Lt. Gen. James Dickinson, head of Army Space and Missile Defense Command, told reporters at the AUSA Global Force Symposium here the new document

will ensure development of modernized capabilities follows integration of the Army’s new Multi-Domain Operations concept to ensure forces can defend ground maneuver forces from threats such as hypersonic missiles and drones.

Lt. Gen. James Dickinson, commander of Army Space and Missile Defense Command/Army Forces Strategic Command. Photo: U.S. Army.

“We see ourselves in a much more complex environment with the threats that we face today. That’s whether you’re looking at the UAS threats that we counter today or the sophistication of ballistic missiles, and the emergence of potential hypersonics that are looming with some of our near-peer adversaries,” Dickinson said.  “This gives us a clear path forward. It charters our ability to provide flexible, agile and integrated air and missile defense capability in the multi-domain operations.”

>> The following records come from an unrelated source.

PR #79, opened 2020-08-26
Convert tests to TypeScript

baruchiro:


test/e2e/specs/Launch.spec.ts
```diff
@@ -73,9 +76,17 @@ const skip = true;
...
       const imgBuffer = await browserWindow.capturePage();
-      fs.writeFileSync(screenshotFile, imgBuffer);
+      fs.writeFileSync(screenshotFile, imgBuffer.toBitmap());
     }
   });
 
   afterAll(async () => stopServe());
 });
+
+declare global {
```
baruchiro, line 86: Workaround for `global`. Same as `shims.d.ts`. We need something better but for now, I did this.

brafdlog (approved):

PR #81, opened 2020-09-07
Create codeql-analysis.yml

brafdlog:


.github/workflows/codeql-analysis.yml
```diff
@@ -0,0 +1,62 @@
...
+    # Initializes the CodeQL tools for scanning.
+    - name: Initialize CodeQL
+      uses: github/codeql-action/init@v1
+      with:
+        languages: ${{ matrix.language }}
+
+    # Autobuild attempts to build any compiled languages  (C/C++, C#, or Java).
+    # If this step fails, then you should remove it and run the build manually (see below)
+    - name: Autobuild
+      uses: github/codeql-action/autobuild@v1
```
baruchiro, line 48:
```suggestion
    # - name: Autobuild
    #  uses: github/codeql-action/autobuild@v1
```

This step is for compiled languages only.

See https://github.com/brafdlog/budget-tracking/runs/1080955027?check_suite_focus=true#step:5:26

baruchiro (approved):
I hope we have time to manage this, and that the result will not be just emails we ignore.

Dickinson said a significant focus of the new framework, the Army’s first air and missile defense pathway update since 2015, is about ensuring missile defense formations have multi-mission capabilities to be more adaptive to changing threats.

“We’re going to have formations of air and missile defense battalions that have a mix of capabilities. They’ll be employed in tailored force packages, composite battalions, platoons and batteries,” Dickinson said. “We may see formations that have a Patriot THAAD. We may see a formation that has Indirect Fire Protection Capability (IFPC) and Patriot mixed.”

The framework also commits to the Army’s future range of missile defense capabilities to include the IBCS command systems being developed by Northrop Grumman [NOC], the Maneuver-SHORAD, IFPC and the Lower Tier Air Missile Defense Sensor (LTAMDS) set to replace the Patriot’s current radar.

Bringing along those capabilities will focus on building up a network-centric approach to future air and missile defense, according to Dickinson.

“We’ll eventually get away from the unit we would recognize today in terms of having the launcher, the sensor, the command and control, into one that you have the command and control element that’s reliant on a netted architecture,” Dickinson said.

Dickinson said the framework is meant to push the Army toward addressing threats through all phases of flight from boost and launch through mid-course and terminal, which he called a requirement as adversaries develop increasingly sophisticated ballistic missile threats.

“Just the sheer number of interceptors that our adversaries have, that becomes a very challenging problem,” Dickinson said. “It’s the ability to employ all three–passive defense, active defense and attack operations–to mitigate and make that calculus a little more winnable from the defense perspective.”